● **Data for this exercise**:
________________
PR #3262, opened 2023-10-25
Update Kotlin compiler and KGP to 1.9.20-RC2

vmishenev:
The current changes are related to https://github.com/JetBrains/kotlin/commit/d797505f06d640b666829bbfb4b7d7c67f812026

### DIFF
--- a/core/test-api/src/main/kotlin/testApi/testRunner/TestRunner.kt
+++ b/core/test-api/src/main/kotlin/testApi/testRunner/TestRunner.kt
@@ -191,12 +191,11 @@ public abstract class AbstractTest<M : TestMethods, T : TestBuilder<M>, D : Dokk
             ?.replaceAfter(".jar", "")
     }
 
-    protected val commonStdlibPath: String? by lazy {
-        // TODO: feels hacky, find a better way to do it
-        ClassLoader.getSystemResource("kotlin/UInt.kotlin_metadata")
________________
● **Your assignment**: The response should contain only a verbatim copy of the lines from the line with "Update Kotlin compiler and KGP to 1.9.20-RC2" to the final line of the records.

● **Response to this exercise**:
Update Kotlin compiler and KGP to 1.9.20-RC2

vmishenev:
The current changes are related to https://github.com/JetBrains/kotlin/commit/d797505f06d640b666829bbfb4b7d7c67f812026

### DIFF
--- a/core/test-api/src/main/kotlin/testApi/testRunner/TestRunner.kt
+++ b/core/test-api/src/main/kotlin/testApi/testRunner/TestRunner.kt
@@ -191,12 +191,11 @@ public abstract class AbstractTest<M : TestMethods, T : TestBuilder<M>, D : Dokk
             ?.replaceAfter(".jar", "")
     }
 
-    protected val commonStdlibPath: String? by lazy {
-        // TODO: feels hacky, find a better way to do it
-        ClassLoader.getSystemResource("kotlin/UInt.kotlin_metadata")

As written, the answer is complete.